→ **Work required**:
Beginning with the line where "amogh-samsung, line 481: Please" occurs, set down each line of the records through the final one, exactly and without additions.

··· Data shown ···

PR #5207, opened 2021-10-06
Makefile.unix : Generate Smartfs image

jeongchanKim:


os/Makefile.unix
```diff
@@ -469,6 +469,16 @@ endif
...
+ifneq ($(findstring "smartfs",$(CONFIG_FLASH_PART_TYPE)), "smartfs")
+	$(Q) if [ ! -d "$(TOPDIR)/../tools/fs/contents-smartfs" ]; then \
+		mkdir -p "$(TOPDIR)/../tools/fs/contents-smartfs"; \
+		mkdir -p "$(TOPDIR)/../tools/fs/contents-smartfs/$(CONFIG_ARCH_BOARD)"; \
+		mkdir -p "$(TOPDIR)/../tools/fs/contents-smartfs/$(CONFIG_ARCH_BOARD)/base-files"; \
+	fi; \
+	$(MAKE) smartfs
+endif
+
+
```
amogh-samsung, line 481: Please remove one of two extra line spaces here

amogh-samsung, line 481: Also, these changes will always build a smartfs image when make command is executed?

os/Makefile.unix
```diff
@@ -469,6 +469,16 @@ endif
 endif
 endif
 
+ifneq ($(findstring "smartfs",$(CONFIG_FLASH_PART_TYPE)), "smartfs")
```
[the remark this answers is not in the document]
sunghan-chang: This is not to make smartfs image for user binary. It's just making empty smartfs image.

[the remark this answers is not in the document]
sunghan-chang: @jeongchanKim Could you check belows?
1. Let's call these with some config. I mean when user enables new config, then let's make empty smartfs image.
    User could make it with some content so that it should be disabled by user.
2. Because this is not for user binary, there is no reason to be in the pass1 target. Let's move into the post target.

os/fs/Kconfig
```diff
@@ -79,3 +79,10 @@ config SYSLOG_DEVPATH
 		(such as "/dev/ttyS1")/
 
 endif
+
+config GENERATE_FS_IMAGE
+	bool "Generate fs image"
+	default n
+	---help---
```
sunghan-chang, line 86: 1. Let's make a dependency with `FLASH_PARTITION`.
2. I don't know this location is proper or not. This is not the feature of smartfs itself. How about os/Kconfig? @Taejun-Kwon , Could you give me an opinion?
3. Could you describe about fs content? If no content added before build, empty smartfs image will be generated.

jeongchanKim: 1. Added.
2. I think it is related to fs, so I located in here.
3. Added.

jeongchanKim: I added the dependency of `FS_SMARTFS`.

sunghan-chang (approved):

PR #5211, opened 2021-10-08
framework/wifimanager: add convert function from trwifi to wifimgr

pillip8282:
add convert function from trwifi to wifimgr


j11591 (approved):
LGTM!!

···

→ **Your response**:
amogh-samsung, line 481: Please remove one of two extra line spaces here

amogh-samsung, line 481: Also, these changes will always build a smartfs image when make command is executed?

os/Makefile.unix
```diff
@@ -469,6 +469,16 @@ endif
 endif
 endif
 
+ifneq ($(findstring "smartfs",$(CONFIG_FLASH_PART_TYPE)), "smartfs")
```
[the remark this answers is not in the document]
sunghan-chang: This is not to make smartfs image for user binary. It's just making empty smartfs image.

[the remark this answers is not in the document]
sunghan-chang: @jeongchanKim Could you check belows?
1. Let's call these with some config. I mean when user enables new config, then let's make empty smartfs image.
    User could make it with some content so that it should be disabled by user.
2. Because this is not for user binary, there is no reason to be in the pass1 target. Let's move into the post target.

os/fs/Kconfig
```diff
@@ -79,3 +79,10 @@ config SYSLOG_DEVPATH
 		(such as "/dev/ttyS1")/
 
 endif
+
+config GENERATE_FS_IMAGE
+	bool "Generate fs image"
+	default n
+	---help---
```
sunghan-chang, line 86: 1. Let's make a dependency with `FLASH_PARTITION`.
2. I don't know this location is proper or not. This is not the feature of smartfs itself. How about os/Kconfig? @Taejun-Kwon , Could you give me an opinion?
3. Could you describe about fs content? If no content added before build, empty smartfs image will be generated.

jeongchanKim: 1. Added.
2. I think it is related to fs, so I located in here.
3. Added.

jeongchanKim: I added the dependency of `FS_SMARTFS`.

sunghan-chang (approved):

PR #5211, opened 2021-10-08
framework/wifimanager: add convert function from trwifi to wifimgr

pillip8282:
add convert function from trwifi to wifimgr


j11591 (approved):
LGTM!!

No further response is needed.